How To Identify Email Belongs to Existing Thread or Conversation
We have an internal .NET case management application that automatically creates a new case from an email. I want to be able to identify other emails that are related to the original email so we can prevent duplicate cases from being created.
I have observed that many, but not all, emails have a thread-index header that looks useful.
Does anybody know of a straightforward algorithm or package that we could use?
Use the JWZ threading algorithm.
As far as I know, there's not going to be a 100% foolproof solution, as not all email clients or gateways preserve or respect all headers.
However, you'll get a pretty high hit rate with the following:
Every email message should have a unique "Message-ID" field.
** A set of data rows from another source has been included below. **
PR #178, opened 2023-07-07
feat: KMP matcher

fgdorais:
- [x] Depends on #219 

A versatile implementation of the Knuth-Morris-Pratt matching algorithm.

### DIFF
--- a/Std/Data/Array/Match.lean
+++ b/Std/Data/Array/Match.lean
@@ -9,9 +9,13 @@ import Std.Data.String.Basic
 
 namespace Array
 
-/-- Prefix table for the Knuth-Morris-Pratt matching algorithm -/
+/-- Prefix table for the Knuth-Morris-Pratt matching algorithm
+
+  This is an array of the form `t = [(x₀,n₀), (x₁,n₁), (x₂, n₂), ...]` where for each `i`, `nᵢ` is
+  the length of the longest proper prefix of `xs = [x₀,x₁,...,xᵢ]` which is also a suffix of `xs`.
+-/
 structure PrefixTable (α : Type _) extends Array (α × Nat) where
-  /-- Validity condition to help termination proofs -/
+  /-- Validity condition to help with termination proofs -/
   valid : (h : i < toArray.size) → toArray[i].2 ≤ i
 
 instance : Inhabited (PrefixTable α) where
@@ -23,7 +27,13 @@ abbrev PrefixTable.size (t : PrefixTable α) := t.toArray.size
 /-- Returns the pattern array of the prefix table -/
 abbrev PrefixTable.pattern (t : PrefixTable α) : Array α := t.toArray.map Prod.fst
 
-/-- Transition function for the KMP matcher -/
+/-- Transition function for the KMP matcher
+
+  Assuming we have an input `xs` with a suffix that matches the pattern prefix `t.pattern[:len]`
+  where `len : Fin (t.size+1)`. Then `xs.push x` has a suffix that matches the pattern prefix
+  `t.pattern[:t.step x len]`. If `len` is as large as possible then `t.step x len` will also be
+  as large as possible.
+-/
 def PrefixTable.step [BEq α] (t : PrefixTable α) (x : α) : Fin (t.size+1) → Fin (t.size+1)
 | ⟨k, hk⟩ =>
   if hx : some x == t.pattern[k]? then
@@ -46,7 +56,10 @@ def PrefixTable.step [BEq α] (t : PrefixTable α) (x : α) : Fin (t.size+1) →
     ⟨0, Nat.zero_lt_succ _⟩
 termination_by _ k => k.val
 
-/-- Extend prefix table by one element -/
+/-- Extend a prefix table by one element
+
+  If `t` is the prefix table for `xs` then `t.extend x` is the prefix table for `xs.push x`.
+-/
 def PrefixTable.extend [BEq α] (t : PrefixTable α) (x : α) : PrefixTable α where
   toArray := t.toArray.push (x, t.step x ⟨t.size, Nat.lt_succ_self _⟩)
   valid := by
@@ -63,7 +76,7 @@ def PrefixTable.extend [BEq α] (t : PrefixTable α) (x : α) : PrefixTable α w
       rw [heq, ← Nat.lt_succ]
       exact Fin.isLt ..
 
-/-- Make prefix table from array -/
+/-- Make prefix table from a pattern array -/
 def mkPrefixTable [BEq α] (xs : Array α) : PrefixTable α :=
   if h : xs.size = 0 then ⟨#[], fun .⟩ else
     have : xs.size-1 < xs.size := Nat.pred_lt h
@@ -72,16 +85,20 @@ termination_by _ xs => xs.size
 
 /-- KMP matcher structure -/
 structure Matcher (α) where
-  /-- prefix table for the pattern -/
+  /-- Prefix table for the pattern -/
   table : PrefixTable α
-  /-- current longest matching prefix -/
+  /-- Current longest matching prefix -/
   state : Fin (table.size+1) := 0
 
-/-- Initialize KMP matcher -/
-def Matcher.init [BEq α] (pattern : Array α) : Matcher α where
-  table := mkPrefixTable pattern
+/-- Initialize KMP matcher for a given pattern -/
+def Matcher.init [BEq α] (pat : Array α) : Matcher α where
+  table := mkPrefixTable pat
 
-/-- Find next match from a given stream -/
+/-- Find next match from a given stream
+
+  Runs the stream until it reads a sequence that mathes the sought pattern, then returns the stream
+  state at that point and an updated matcher state.
+-/
 partial def Matcher.next? [BEq α] [Stream σ α] (m : Matcher α) (stream : σ) :
   Option (σ × Matcher α) :=
   match Stream.next? stream with
@@ -108,6 +125,6 @@ where
     | none => ps
     | some (s, m) => loop m s (ps.push (s.startPos - pattern.endPos))
 
-#eval "abba".findAll "babbababbaabaa"
+#eval "abba".findAll "babbababbabbaabbbaaababba"
 
 end Test
--- a/Std/Data/Array/Match.lean
+++ b/Std/Data/Array/Match.lean
@@ -68,11 +68,7 @@ def PrefixTable.extend [BEq α] (t : PrefixTable α) (x : α) : PrefixTable α w
     · next h => exact Nat.le_trans (Nat.lt_succ.1 <| Fin.isLt ..) (Nat.not_lt.1 h)
 
 /-- Make prefix table from a pattern array -/
-def mkPrefixTable [BEq α] (xs : Array α) : PrefixTable α :=
-  if h : xs.size = 0 then default else
-    have : xs.size-1 < xs.size := Nat.pred_lt h
-    (mkPrefixTable xs.pop).extend xs[xs.size - 1]
-termination_by _ => xs.size
+def mkPrefixTable [BEq α] (xs : Array α) : PrefixTable α := xs.foldl (·.extend) default
 
 /-- Make prefix table from a pattern stream -/
 partial def mkPrefixTableOfStream [BEq α] [Stream σ α] (stream : σ) : PrefixTable α :=
--- a/Std/Data/Array/Match.lean
+++ b/Std/Data/Array/Match.lean
@@ -99,7 +99,7 @@ structure Matcher (α) where
   /-- Current longest matching prefix -/
   state : Fin (table.size+1) := 0
 
-/-- Make a KMP matcher for a given a pattern array -/
+/-- Make a KMP matcher for a given  pattern array -/
 def Matcher.ofArray [BEq α] (pat : Array α) : Matcher α where
   table := mkPrefixTable pat
 
--- a/Std/Data/Array/Match.lean
+++ b/Std/Data/Array/Match.lean
@@ -109,7 +109,7 @@ def Matcher.ofStream [BEq α] [Stream σ α] (pat : σ) : Matcher α where
 
 /-- Find next match from a given stream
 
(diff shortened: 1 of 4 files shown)


fgdorais:
Now integrates #172

fgdorais:
Good idea! Do you think `@[specialize]` might be enough? Or do you absolutely need a reusable matcher type as in the Array API?

fgdorais:
I added a few things that you might find useful. This API would be a lot simpler if there was a coercion from `String` to `Substring`.

nomeata:
Great, thanks!

> This API would be a lot simpler if there was a coercion from `String` to `Substring`.

Could there be one?

Std/Data/String/Basic.lean
```diff
@@ -1,15 +1,63 @@
...
 -/
 
 import Std.Data.Char
 import Std.Data.Nat.Lemmas
+import Std.Data.Array.Match
 
-protected theorem String.Pos.ne_zero_of_lt : {a b : Pos} → a < b → b ≠ 0
+namespace String
+
+instance : Coe String Substring := ⟨toSubstring⟩
```
digama0, line 13: This should be a separate PR, which also removes most uses of `toSubstring` in the rest of the code at the same time

Std/Data/String/Basic.lean
```diff
@@ -1,15 +1,63 @@
...
+  loop s #[]
+where
+  /-- Accumulator loop for `String.Matcher.findAll` -/
+  loop (s : Substring) (occs : Array Substring) : Array Substring :=
+    match m.next? s with
+    | none => occs
+    | some (s, _) =>
+      loop s <| occs.push {s with
+        startPos := ⟨s.startPos.byteIdx - m.patternSize⟩
+        stopPos := s.startPos}
```
digama0, line 48:
```suggestion
      loop s <| occs.push { s with
        startPos := ⟨s.startPos.byteIdx - m.patternSize⟩
        stopPos := s.startPos }
```

Std/Data/String/Basic.lean
```diff
@@ -72,10 +120,41 @@ def dropSuffix? (s : Substring) (suff : Substring) : Option Substring :=
   else
     none
 
+/--
+Returns all the substrings of `s` that martch `pattern`.
```
digama0, line 124:
```suggestion
Returns all the substrings of `s` that match `pattern`.
```

Std/Data/String/Basic.lean
```diff
@@ -1,15 +1,63 @@
...
 
-protected theorem String.Pos.ne_zero_of_lt : {a b : Pos} → a < b → b ≠ 0
+namespace String
+
+instance : Coe String Substring := ⟨toSubstring⟩
+
+protected theorem Pos.ne_zero_of_lt : {a b : Pos} → a < b → b ≠ 0
 | _, _, hlt, rfl => Nat.not_lt_zero _ hlt
 
+/-- KMP Matcher -/
```
digama0, line 18: KMP needs to be explained here (it should be okay on functions as long as the type explains it, but generally you shouldn't assume too much context in docstrings)

digama0: Actually this is probably a good place to put the overall documentation on how to use this type effectively, maybe put a paragraph and a code block showing basic usage.

Std/Data/String/Basic.lean
fgdorais: #219

Std/Data/String/Basic.lean
fgdorais: I found an embarrassing bug so I added a basic test suite as well.

fgdorais: What do you think about the description? Should I add something about how the basic working of the algorithm? (I don't think it's necessary for users to know how it works but this is a neat one.)

digama0: The docs here can just reference the algorithm, possibly including a link to e.g. the wikipedia page. For a more detailed description of the algorithm you should use the module doc on `Data.Array.Match`.

Std/Data/Array/Match.lean
```diff
@@ -0,0 +1,126 @@
...
+abbrev PrefixTable.pattern (t : PrefixTable α) : Array α := t.toArray.map Prod.fst
+
+/-- Transition function for the KMP matcher
+
+  Assuming we have an input `xs` with a suffix that matches the pattern prefix `t.pattern[:len]`
+  where `len : Fin (t.size+1)`. Then `xs.push x` has a suffix that matches the pattern prefix
+  `t.pattern[:t.step x len]`. If `len` is as large as possible then `t.step x len` will also be
+  as large as possible.
+-/
+def PrefixTable.step [BEq α] (t : PrefixTable α) (x : α) : Fin (t.size+1) → Fin (t.size+1)
```
semorrison, line 36: Could `[BEq \a]` be a variable?

Std/Data/Array/Match.lean
```diff
@@ -0,0 +1,126 @@
...
+    | some (x, stream) => loop (t.extend x) stream
+
+/-- KMP matcher structure -/
+structure Matcher (α) where
+  /-- Prefix table for the pattern -/
+  table : PrefixTable α
+  /-- Current longest matching prefix -/
+  state : Fin (table.size+1) := 0
+
+/-- Make a KMP matcher for a given a pattern array -/
```
semorrison, line 102:
```suggestion
/-- Make a KMP matcher for a given  pattern array -/
```

Std/Data/Array/Match.lean
```diff
@@ -0,0 +1,126 @@
...
+def Matcher.ofArray [BEq α] (pat : Array α) : Matcher α where
+  table := mkPrefixTable pat
+
+/-- Make a KMP matcher for a given a pattern stream -/
+def Matcher.ofStream [BEq α] [Stream σ α] (pat : σ) : Matcher α where
+  table := mkPrefixTableOfStream pat
+
+/-- Find next match from a given stream
+
+  Runs the stream until it reads a sequence that mathes the sought pattern, then returns the stream
```
semorrison, line 112:
```suggestion
  Runs the stream until it reads a sequence that matches the sought pattern, then returns the stream
```

Std/Data/Array/Match.lean
fgdorais: I'm not sure what you mean. Just making it an implicit parameter?

Std/Data/String/Basic.lean
```diff
@@ -74,10 +140,41 @@ def dropSuffix? (s : Substring) (suff : Substring) : Option Substring :=
...
+Returns true iff `pattern` occurs as a substring of `s`.
+-/
+@[inline] def containsSubstr (s pattern : Substring) : Bool :=
+  s.findSubstr? pattern |>.isSome
+
 end Substring
 
 namespace String
 
+@[inherit_doc Substring.findSubstr?]
```
semorrison, line 166:
```suggestion
@[inherit_doc Substring.findAllSubstr]
```

Std/Data/String/Basic.lean
```diff
@@ -74,10 +140,41 @@ def dropSuffix? (s : Substring) (suff : Substring) : Option Substring :=
...
+abbrev findAllSubstr (s pattern : Substring) : Array Substring :=
```
semorrison, line 167: `s : String`

test/kmp_matcher.lean
```diff
@@ -0,0 +1,23 @@
...
+#guard_msgs in
+#eval Option.isSome <| m.find? "AbbabbA" -- false
+
+/-- info: true -/
+#guard_msgs in
+#eval Option.isSome <| m.find? "aabbaa" -- true
+
+/-- info: 2 -/
+#guard_msgs in
+#eval Array.size <| m.findAll "abbabba" -- 2
```
semorrison, line 19:
```suggestion
#guard (Array.size <| m.findAll "abbabba") = 2
```
etc for the other tests.

fgdorais: Will do.

test/kmp_matcher.lean
```diff
@@ -0,0 +1,23 @@
+import Std.Tactic.GuardMsgs
+import Std.Data.String.Basic
+
+/-! Tests for Knuth-Morris-Pratt matching algorithm -/
```
semorrison, line 4: Wouldn't hurt for the tests to directly exercise `String.findSubstr?`, given that's the main entrypoint.

Std/Data/String/Basic.lean
```diff
@@ -1,17 +1,83 @@
...
+  size := m.patternSize
+  /-- Accumulator loop for `String.Matcher.findAll` -/
+  loop (s : Substring) (m : Matcher) (occs : Array Substring) : Array Substring :=
+    match m.next? s with
+    | none => occs
+    | some (s, m) =>
+      loop s m <| occs.push { s with
+        startPos := ⟨s.startPos.byteIdx - size⟩
+        stopPos := s.startPos }
+
```
semorrison, line 69: Not a particularly serious suggestion, but you could produce a lazy list of matches here. :-)

Std/Data/Array/Match.lean
semorrison: Sorry: write `variable [BEq \a]` at the top of the file, so it isn't in every type signature.

Std/Data/Array/Match.lean
```diff
@@ -0,0 +1,126 @@
...
+def Matcher.ofStream [BEq α] [Stream σ α] (pat : σ) : Matcher α where
+  table := mkPrefixTableOfStream pat
+
+/-- Find next match from a given stream
+
+  Runs the stream until it reads a sequence that matches the sought pattern, then returns the stream
+  state at that point and an updated matcher state.
+-/
+partial def Matcher.next? [BEq α] [Stream σ α] (m : Matcher α) (stream : σ) :
+  Option (σ × Matcher α) :=
```
semorrison, line 116:
```suggestion
    Option (σ × Matcher α) :=
```
I suspect the same indenting rules apply here as in Mathlib: when the type signature continue over multiple lines it is indented 4 spaces.

Std/Data/String/Basic.lean
fgdorais: Good question! This is a definite possibility using `MLList`. I'll think about it. If it turns out to be straightforward I will include it here but a separate PR might be a better venue.

Std/Data/Array/Match.lean
digama0: @semorrison I try to avoid `variable` wherever possible in std. In this case I think it's fine as is.

fgdorais: I just reverted the change but I must admit having no personal preference either way.

Std/Data/String/Basic.lean
fgdorais: I thought about it for a bit. I like the idea but I think this would belong in a later PR. There seems to be a few choices available (`MLList` and `Stream` are the top two). Also, `Array.Match.next?` is already there as a low-level infrastructure to generate matches lazily. Since you said this was not particularly serious, I will politely pass.

test/kmp_matcher.lean
```diff
@@ -0,0 +1,27 @@
...
+
+/-- Matcher for pattern "abba" -/
+def m := String.Matcher.ofString "abba"
+
+#guard Option.isSome (m.find? "AbbabbA") = false
```
semorrison, line 9:
```suggestion
#guard ! (m.find? "AbbabbA").isSome
```
etc?

semorrison (approved):
Otherwise, LGTM now.

Std/Data/String/Basic.lean
```diff
@@ -1,17 +1,83 @@
...
+@[inline] def Matcher.ofString (pattern : String) : Matcher :=
+  Matcher.ofSubstring pattern
+
+/-- The string pattern for the matcher -/
+def Matcher.pattern (m : Matcher) : String :=
+  m.table.foldl (fun s (c,_) => s.push c) ""
+
+/-- The byte size of the string pattern for the matcher -/
+def Matcher.patternSize (m : Matcher) : Nat :=
+  String.Pos.byteIdx <| m.table.foldl (fun n (c,_) => n + c) 0
```
digama0, line 53: It is surprising that this is not O(1), and I believe this leads to an unexpected overhead in `findAll` below, which calls it in every iteration. (You shouldn't use `let rec` for precomputed state! It's just another recursive function.)

fgdorais: Yes, that's much better!

Std/Data/Array/Match.lean
```diff
@@ -0,0 +1,126 @@
...
+  valid : (h : i < toArray.size) → toArray[i].2 ≤ i
+
+instance : Inhabited (PrefixTable α) where
+  default := ⟨#[], fun .⟩
+
+/-- Returns the size of the prefix table -/
+abbrev PrefixTable.size (t : PrefixTable α) := t.toArray.size
+
+/-- Returns the pattern array of the prefix table -/
+abbrev PrefixTable.pattern (t : PrefixTable α) : Array α := t.toArray.map Prod.fst
```
digama0, line 27: This operation is not O(1), which I think messes up the asymptotic order of the algorithm because it is called in `PrefixTable.step`. Maybe the numbers array should just be a parallel array instead of being interleaved with the pattern?

Std/Data/Array/Match.lean
```diff
@@ -35,24 +35,19 @@ abbrev PrefixTable.pattern (t : PrefixTable α) : Array α := t.toArray.map Prod
...
     | k + 1 =>
       have h2 : k < t.size := Nat.lt_of_succ_lt_succ hk
       let k' := t.toArray[k].2
       have hk' : k' < k + 1 := Nat.lt_succ_of_le (t.valid h2)
       step t x ⟨k', Nat.lt_trans hk' hk⟩
+  if hsz : k < t.size then
+    if x == t.toArray[k].1 then
+      ⟨k+1, Nat.succ_lt_succ hsz⟩
+    else cont ()
+  else cont ()
```
fgdorais, line 47: This is cool! I didn't realize Lean would automatically inline `cont` so that this is still tail recursive.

Find this, and keep a record of it as a part of the case. (See RFC-822)
If you receive two messages with the same Message-ID, discard the second one as it's a duplicate.
Check for the "In-Reply-To" field, if the ID shown matches a known Message-ID then you know the email is related.
The "References" and "Original-Message-ID" headers have similar meanings.
If your system ever generates emails, include a CaseID# in the subject line in a way that you can search for it if you get an email back (eg: [Case#20081114-01]); most people don't edit subject lines when replying.
Given that there will always be messages that are missed (for whatever reason), you'll also probably want related features in your case management system - say, "Close as Duplicate Case" or "Merge with Duplicate Case", along with tools to make it easier to find duplicates.